▶ _To do_:
Across all the entries below, how many lines mention the string "flowIds"? Respond with a single number.

### Data shown

PR #2223, opened 2025-06-18
Refactor formular server 2

aaschlote:
### Changes

- Fix: Get correct accessibility translations for `arial-label` FlowNavigation
- Move buttons translations to back and next to source code
- Move functions `getUserDataAndFlow`, `getPageAndFlowDataFromPathname`, `getUserPrunedDataFromPathname` and `validateStepIdFlow` to `service/flow`
- Create function `retrieveContentData` to process all the content data from CMS and return function `getContentData`
- Create function `getContentData` to return all the content data necessary to deliver to client-side 

Ticket: https://digitalservicebund.atlassian.net/browse/ZOV-310


app/routes/shared/formular/contentData/getContentData.ts
```diff
@@ -0,0 +1,119 @@
...
+  migrationData: UserData | undefined,
+  stringTranslations: Translations,
+  translations: Record<string, Translations>,
+  userDataWithPageData: UserData & {
+    pageData: {
+      arrayIndexes: number[];
+    };
+  },
+) => {
+  return {
```
pgurusinga, line 30: is there a reason why all the methods are grouped into a single returned object? I get that it keeps things organized, but we don't want to have this below in each file no?
```js
vi.mock("this module", () => {
 arraySummaryData: vi.fn()
...
 getButtonNavigationProps: vi.fn()
}
```

app/routes/shared/formular.server.ts
```diff
@@ -60,91 +47,33 @@ export const loader = async ({ params, request }: LoaderFunctionArgs) => {
...
-
-  const arrayCategories = formPageContent.pre_form
-    .filter(isStrapiArraySummary)
-    .map((strapiSummary) => strapiSummary.category);
-
-  const arraySummaryData = getArraySummaryData(
-    arrayCategories,
-    flowController.getRootMeta()?.arrays,
+  const contentData = await buildContentData(
+    request,
```
pgurusinga, line 51: let's not pass around request object, just send what is needed. this function requires `request.url` and `request.headers` only, where `getPageAndFlowDataFromRequest` needs path parameter from request.url

app/routes/shared/formular.server.ts
```diff
@@ -60,91 +47,33 @@ export const loader = async ({ params, request }: LoaderFunctionArgs) => {
...
     userDataWithPageData,
   );
 
-  const migrationData = await getMigrationData(
+  const stringTranslations = contentData.getStringTranslations();
+  const translations = contentData.getTranslations();
+  const cmsContent = contentData.getCMSContent();
+  const formElements = contentData.getFormElements();
+  const meta = contentData.getMeta(currentFlow);
+  const migration = contentData.getMigration(currentFlow);
```
pgurusinga, line 61: is getMigration actually part of content? is flow-related business logic, right? if so, I think it should not use word  `contentData`

app/routes/shared/formular.server.ts
aaschlote: I liked the idea, I changed it!

app/routes/shared/formular/contentData/getContentData.ts
aaschlote: this was just the first draft, I think a few functions I'll extract to another files and have a test there.

app/services/flow/formular/contentData/buildFormsElements.ts
```diff
@@ -0,0 +1,14 @@
...
+
+export const buildFormsElements = (cmsContent: CMSContent) => {
+  return cmsContent.formContent.map((strapiFormElement) => {
+    if (
+      isStrapiSelectComponent(strapiFormElement) &&
+      strapiFormElement.label === null &&
+      cmsContent.heading !== undefined
+    )
+      strapiFormElement.altLabel = cmsContent.heading;
+    return strapiFormElement;
```
judithmh, line 12: Maybe  check first if !isStrapiSelect -> return element else check for label and heading and return el with new label and heading

app/services/flow/formular/contentData/getContentData.ts
```diff
@@ -0,0 +1,100 @@
...
+      flowController: ReturnType<typeof buildFlowController>,
+    ) => {
+      return getArraySummaryData(
+        arrayCategories,
+        flowController.getRootMeta()?.arrays,
+        userDataWithPageData,
+      );
+    },
+    getFormElements: () => {
+      return buildFormsElements(cmsContent);
```
judithmh, line 41: maybe renaming to buildFormElements

app/services/flow/formular/contentData/getContentData.ts
```diff
@@ -0,0 +1,122 @@
...
+    getButtonNavigationProps: (
+      flowController: ReturnType<typeof buildFlowController>,
+      pathname: string,
+      stepId: string,
+      arrayIndexes: number[] | undefined = [],
+    ) => {
+      const backDestination = flowController.getPrevious(stepId);
+
+      const backDestinationWithArrayIndexes =
+        backDestination && arrayIndexes
```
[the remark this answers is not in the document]
aaschlote: yeah, this is legacy. I'll change it. Thanks for pointing it!

app/services/flow/getUserPrunedDataFromPathname.ts
```diff
@@ -1,11 +1,13 @@
...
 import { pruneIrrelevantData } from "~/services/flow/pruner";
-import { getSessionData } from "~/services/session.server";
-import { getPageAndFlowDataFromRequest } from "./getPageAndFlowDataFromRequest";
+import { type CookieHeader, getSessionData } from "~/services/session.server";
+import { getPageAndFlowDataFromPathname } from "./getPageAndFlowDataFromPathname";
 
-export const getUserPrunedDataFromRequest = async (request: Request) => {
-  const { flowId, arrayIndexes } = getPageAndFlowDataFromRequest(request);
-  const cookieHeader = request.headers.get("Cookie");
+export const getUserPrunedDataFromPathname = async (
```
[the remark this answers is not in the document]
aaschlote: yeah, I can do it. Thanks for the suggestion!

Spencer6497 (approved):
so much better now 🤩 btw you should win an award for unit testing 🥇

app/services/flow/__test__/getPageAndFlowDataFromPathname.test.ts
```diff
@@ -0,0 +1,13 @@
+import { getPageAndFlowDataFromPathname } from "../getPageAndFlowDataFromPathname";
+
+describe("getPageAndFlowDataFromPathname", () => {
+  it("should extract flowId, stepId, and arrayIndexes from request URL", () => {
+    const mockPathname = "/fluggastrechte/formular/stepId1/2";
```
pgurusinga, line 5: has malformed URL been tested? such as `/fluggastrechte/formular/////\\//stepId1/2`

pgurusinga (approved):
I think the loader is much better now ✅

app/services/flow/__test__/getPageAndFlowDataFromPathname.test.ts
aaschlote: I can add this test in `parsePathname`, because there does all the logic of the extraction. I created the function `getPageAndFlowDataFromPathname` just to get all the `flow` and `page` info that it's needed.

app/routes/shared/formular.server.ts
```diff
@@ -48,110 +34,42 @@ export const loader = async ({ params, request }: LoaderFunctionArgs) => {
...
-
-  const migrationData = await getMigrationData(
+  const translations = contentData.getTranslations();
+  const navItems = contentData.getNavItems(flowController, stepId);
+  const cmsContent = contentData.getCMSContent();
+  const formElements = contentData.getFormElements();
+  const meta = contentData.getMeta();
+  const arraySummaryData = contentData.arraySummaryData(flowController);
+  const stepData = contentData.getStepData();
+  const buttonNavigationProps = contentData.getButtonNavigation(
```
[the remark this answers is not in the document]
aaschlote: I was considering implementing it, but after retrieving the actual data from the CMS, several additional steps were required. These include generating button navigation, extracting meta content by comparing the parent and current metadata, creating the summary data array, and building the form data—which includes some logic for accessibility in the radio group, among other things.

To keep the main function lightweight, I broke the logic down into smaller, decoupled functions. This makes it easier to retrieve the necessary data, write tests, and significantly reduces the complexity we had before.

app/services/flow/getPageAndFlowDataFromPathname.ts
```diff
@@ -1,8 +1,7 @@
 import { parsePathname } from "~/domains/flowIds";
 import { flows } from "~/domains/flows.server";
 
-export const getPageAndFlowDataFromRequest = (request: Request) => {
-  const { pathname } = new URL(request.url);
+export const getPageAndFlowDataFromPathname = (pathname: string) => {
```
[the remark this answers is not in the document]
aaschlote: I was considering that, but the `currentFlow` value is needed in several places within `formular.server`. I wanted a function that could return it directly, without having to repeatedly import `flows` from `~/domains/flows.server`.

Also, since `parsePathname` is already being used on the front end—in the `schemaForFieldNames` function, I decided to create a separate function for this purpose. Otherwise, it could lead to conflicts or issues.

aaschlote:
> have to say - this is passing what I can realistically review.
> 
> overall, I am not sure whether moving functions into nested function helps with the complexity of the long loader, especially if a massive object of functions is returned.
> 
> I think one function per transmitted datapoint is a pretty good rule of thumb and helps with modularity and testing. I fear I now need to dig through 2-3 functions just to find out where data is generated for my route.
> 
> love the additional tests though!

I think we can revisit the nested function structure later, but the main goal of this PR was to decouple the logic from `formular.server`. This allows us to propose a clearer and more focused function design, although I believe `retrieveContentData` currently does a bit more than its name suggests.

Additionally, this change makes it easier to write tests without requiring excessive mocking or dealing with a large number of parameters.

The sub-functions within getContentData don’t fully depend on the data from formular.server.ts (aside from the `CMSContent` type), so there’s potential to reuse them in other loaders like `result.server` or `vorabcheck.server`.

PR #2228, opened 2025-06-19
feat(Accordion): open details on print

chohner:
When printing, users should also get the content of all accordions.
this PR:
- adds a new `useShouldPrint` hook, to be used in components in case they need to implement special behavior for printing
- opens all accordion `details` in case that hook returns `true`
- adds `renderWithRouter()` testing util, for rendering a component on a specific route


app/services/useShouldPrint.ts
```diff
@@ -0,0 +1,3 @@
+import { useSearchParams } from "react-router";
+// useSearchParams() returns [searchParams, setSearchParams], we only want to check the collection
+export const useShouldPrint = () => useSearchParams()[0].has("print");
```
aaschlote, line 3: can we move this to the `component` folder and rename to `.tsx`? Because the `useSearchParams` is a hook using dom elements. Check it [here](https://github.com/remix-run/react-router/blob/37c7022110a60bb15fb4af832f4e4f1f8d209307/packages/react-router/lib/dom/lib.tsx#L1397).

Can you add tests as well?

aaschlote: yeah, it's a custom hook, but the `useSearchParams` uses `JSX`. If you add tests for this custom hook, you might see that it fails.

app/components/__test__/renderWithRouter.tsx
```diff
@@ -0,0 +1,5 @@
+import { render } from "@testing-library/react";
+import { MemoryRouter } from "react-router";
+
+export const renderWithRouter = (reactNode: React.ReactNode, route = "/") =>
```
pgurusinga, line 4: @aaschlote Do we no longer have the `createRemixStub` function in React Router v7? :O ref: https://remix.run/docs/en/main/utils/create-remix-stub

pgurusinga (approved):

PR #2230, opened 2025-06-20
feat(Report Problem): enable report problem feature 

ingriddorioschulze:
This PR enables report a problem feature on `/kontopfaendung/wegweiser`, `/beratungshilfe/vorabcheck` and `/beratungshilfe/zustaendiges-gericht` flows. 

Screenshot 2025-06-20 at 13 17 46
Screenshot 2025-06-20 at 13 17 33
Screenshot 2025-06-20 at 13 17 17


app/routes/shared/components/VorabcheckPage.tsx
```diff
@@ -15,13 +15,18 @@ export function VorabcheckPage() {
...
+  const showReportProblem =
+    flowId === "/beratungshilfe/vorabcheck" ||
+    flowId === "/kontopfaendung/wegweiser";
+
   useFocusFirstH1();
 
   return (
-    <Background backgroundColor="blue">
-      <div className="min-w-[100vw]">
+    <div className="min-w-[100vw] flex flex-col bg-blue-100">
```
chohner, line 28: I'm surprised why `<Background>` isn't working here... I would prefer to make it fit more used-cases rather than removing it and spreading tailwind background colors

ingriddorioschulze: I also don't get it. I tried to keep it but somehow the report problem button is no visible.

app/routes/shared/vorabcheck.server.ts
```diff
@@ -123,6 +123,7 @@ export const loader = async ({
       meta,
       progressProps,
       buttonNavigationProps,
+      flowId,
```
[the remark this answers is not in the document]
ingriddorioschulze: What would be the difference between passing flowId or shouldShowReportProblem? (Just out of curiosity)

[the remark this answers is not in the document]
chohner: There are several reasons for me:

a) It moves this (static) decision into the server, which is where I would look for this. At some point, this might even live in the root loader to be shared across all routes
b) It simplifies the client code and is (slightly) better for performance (less data transmission, less client code, less chance to re-render)
c) it simplifies testing (bool conditions are simpler to test than text conditions)
d) `flowId` could already be retrieved in the front-end from the pathname, so passing that information seems redundant

pgurusinga:
@ingriddorioschulze  

Quick question about the **zuständiges Amtsgericht** flow: Why does it only appear on the first page? What happens in these cases:  
#### 1. When the correct Amtsgericht is found: `/beratungshilfe/zustaendiges-gericht/ergebnis/14059`
image

#### 2. When an address suggestion is shown: `/beratungshilfe/zustaendiges-gericht/auswahl/20457`
image

app/routes/shared/showReportProblem.ts
```diff
@@ -0,0 +1,10 @@
+import { type FlowId } from "~/domains/flowIds";
+
+export function shouldShowReportProblem(flowId: FlowId): boolean {
```
aaschlote, line 3: maybe we can move this file to `app/services/flow`, because the `app/routes/shared` is related more react-router things and this looks like more flow logic.

app/routes/shared/__test__/reportProblem.test.tsx
```diff
@@ -0,0 +1,176 @@
+// @vitest-environment jsdom
```
aaschlote, line 1: how hard it would be if instead of the `reportProblem.test.tsx` if we test the `FormFlowPage.tsx` and `VorabcheckPage.tsx` components?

######

▶ _Output of the exercise_:
2